• _Dataset entries_:

PR #65, opened 2020-07-28
game class

colemanliyah:
made a game class and used it in test functions

### DIFF
--- a/src/main/java/com/google/sps/utils/Game.java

• _WHAT YOU NEED TO DO_:
All of the records need to be transcribed exactly.

• _SOLUTION_:
PR #65, opened 2020-07-28
game class

colemanliyah:
made a game class and used it in test functions

### DIFF
--- a/src/main/java/com/google/sps/utils/Game.java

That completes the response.